- _PROBLEM TO SOLVE_
Please determine how many lines of the material include the word "attrs", and respond with nothing but that number.
Start of Block
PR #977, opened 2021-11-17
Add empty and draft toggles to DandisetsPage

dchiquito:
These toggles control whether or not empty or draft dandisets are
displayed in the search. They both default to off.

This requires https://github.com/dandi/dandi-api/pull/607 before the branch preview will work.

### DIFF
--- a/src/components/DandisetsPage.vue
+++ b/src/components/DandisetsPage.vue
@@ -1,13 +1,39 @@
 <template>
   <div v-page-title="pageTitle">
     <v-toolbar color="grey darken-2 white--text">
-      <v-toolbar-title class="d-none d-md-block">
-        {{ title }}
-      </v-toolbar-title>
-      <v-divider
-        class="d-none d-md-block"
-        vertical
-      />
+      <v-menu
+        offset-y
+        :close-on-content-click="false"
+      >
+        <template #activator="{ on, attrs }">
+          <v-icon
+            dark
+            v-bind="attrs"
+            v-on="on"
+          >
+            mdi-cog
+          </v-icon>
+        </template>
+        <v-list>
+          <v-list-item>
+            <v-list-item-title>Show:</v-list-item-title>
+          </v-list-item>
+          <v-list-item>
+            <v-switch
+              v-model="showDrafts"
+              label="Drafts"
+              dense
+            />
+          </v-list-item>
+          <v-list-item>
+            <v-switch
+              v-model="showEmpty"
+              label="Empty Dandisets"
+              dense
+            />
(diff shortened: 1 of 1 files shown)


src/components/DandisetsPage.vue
End of Block
Start of Block
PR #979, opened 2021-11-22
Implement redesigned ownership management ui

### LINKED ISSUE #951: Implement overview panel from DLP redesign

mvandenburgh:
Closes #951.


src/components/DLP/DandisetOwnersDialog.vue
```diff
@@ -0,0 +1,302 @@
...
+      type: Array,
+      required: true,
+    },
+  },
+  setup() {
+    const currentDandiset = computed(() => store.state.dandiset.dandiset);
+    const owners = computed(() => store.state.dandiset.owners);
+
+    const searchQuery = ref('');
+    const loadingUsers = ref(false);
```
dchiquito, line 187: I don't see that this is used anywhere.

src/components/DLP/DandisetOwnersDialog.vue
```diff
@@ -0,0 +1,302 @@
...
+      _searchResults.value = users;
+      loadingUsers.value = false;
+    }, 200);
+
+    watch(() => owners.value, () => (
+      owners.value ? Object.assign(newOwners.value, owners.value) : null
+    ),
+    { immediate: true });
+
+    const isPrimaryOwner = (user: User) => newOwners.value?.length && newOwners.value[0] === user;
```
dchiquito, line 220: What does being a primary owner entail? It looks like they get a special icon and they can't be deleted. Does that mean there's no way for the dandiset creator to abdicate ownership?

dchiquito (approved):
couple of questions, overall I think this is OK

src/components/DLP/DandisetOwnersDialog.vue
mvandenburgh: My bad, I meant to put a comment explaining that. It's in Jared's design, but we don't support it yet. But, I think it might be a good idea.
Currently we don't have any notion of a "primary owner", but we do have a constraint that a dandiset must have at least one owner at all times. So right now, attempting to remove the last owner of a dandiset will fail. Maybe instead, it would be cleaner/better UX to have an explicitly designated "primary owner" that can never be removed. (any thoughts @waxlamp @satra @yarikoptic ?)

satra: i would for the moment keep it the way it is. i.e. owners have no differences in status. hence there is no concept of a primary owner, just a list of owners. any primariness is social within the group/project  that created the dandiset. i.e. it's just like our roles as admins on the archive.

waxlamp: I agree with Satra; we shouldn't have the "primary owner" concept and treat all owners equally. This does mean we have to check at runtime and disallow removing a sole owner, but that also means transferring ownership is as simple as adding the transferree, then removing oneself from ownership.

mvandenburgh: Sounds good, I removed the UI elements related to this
End of Block
- _EXERCISE RESULT_
2